● **ASSIGNED TASK**
Repeat the lines below exactly as written, please, from the line with "### LINKED ISSUE" to the line with "There are too", both lines included, and no others.

(Saved data entries)
PR #3870, opened 2026-02-12
lint-unbound-method: Use arrow functions for events

dessalines:


Nutomic:
Seems to be missing the change in eslint config.

dessalines:
Its a PR to yours, and in that one you just removed the `unbound-method: 0` line, so it is checking.

PR #3871, opened 2026-02-13
Put show subscribed and show_sidebar on the same line as other selects.

### LINKED ISSUE #3848: Rework post listing options
Screenshot_20260204_144740

There are too many buttons which is confusing especially for new users. Some of them like "show read posts" should be hidden by default with an expand button (and expand state saved in local storage). Others like sort and feed type should be more emphasized.

Also it doesnt use all the available horizontal space.

dessalines:
- Fixes #3848

## Description

This puts the show subscribed and show sidebar on the same line as other selects, and also uses the `FilterChipCheckbox` like the others.

https://github.com/user-attachments/assets/8cc851de-5056-411f-839b-714fb67345a5

### DIFF
--- a/eslint.config.mjs
+++ b/eslint.config.mjs
@@ -53,7 +53,6 @@ export default [
     rules: {
       "@typescript-eslint/no-explicit-any": 0,
       "@typescript-eslint/no-unsafe-assignment": 0,
-      "@typescript-eslint/no-unsafe-call": 0,
       "@typescript-eslint/no-unsafe-member-access": 0,
       "@typescript-eslint/no-unsafe-argument": 0,
       "@typescript-eslint/no-unsafe-return": 0,
--- a/src/embedded/index.ts
+++ b/src/embedded/index.ts
@@ -6,11 +6,13 @@ import { lazyLoad } from "unlazy";
 
 // document.body doesn't exist yet
 window.requestAnimationFrame(() => {
+  // eslint-disable-next-line @typescript-eslint/no-unsafe-call
   const cleanup = lazyLoad('img[loading="lazy"]');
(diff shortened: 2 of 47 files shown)


Nutomic:
Looks better than before, also the buttons are a bit bigger. Only thing is that "Show subscribed" and "show sidebar" should keep using the same expand icon as before. And "Type: Posts" should be after the subscribed/sidebar buttons.

dessalines:
> Only thing is that "Show subscribed" and "show sidebar" should keep using the same expand icon as before.

I'm not a fan of that previous expand icon, I'd rather use the new boolean chip component I made, and it makes them look much more consistent anyway.

> also the buttons are a bit bigger.

I didn't change anything there.

> And "Type: Posts" should be after the subscribed/sidebar buttons.

Will do now.

Nutomic:
> I'm not a fan of that previous expand icon, I'd rather use the new boolean chip component I made, and it makes them look much more consistent anyway.

Thats the problem, they look so consistent that "Show sidebar" appears like a filter for the post listing now. Its not clear at all that it will open a different view.

dessalines:
True but I'd rather it just look consistent like the other buttons. They all have to be on the same row anyway.

Nutomic:
The [Material Design Guidelines](https://m3.material.io/components/chips/guidelines) also use different icons for each button.

dessalines:
Its optional, but also is this just because you prefer an `+` / `-` to an `X` and `Check`? 

I could add that as an option to the `FilterChipBoolean` but it seems really minor.

dessalines:
Okay it looks like this now:

Screenshot_2026-02-19-15-38-02-64_5dca195d7d09adf043e42a8f3ad62b19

● **OUTPUT FOR THIS TASK**
### LINKED ISSUE #3848: Rework post listing options
Screenshot_20260204_144740

There are too many buttons which is confusing especially for new users. Some of them like "show read posts" should be hidden by default with an expand button (and expand state saved in local storage). Others like sort and feed type should be more emphasized.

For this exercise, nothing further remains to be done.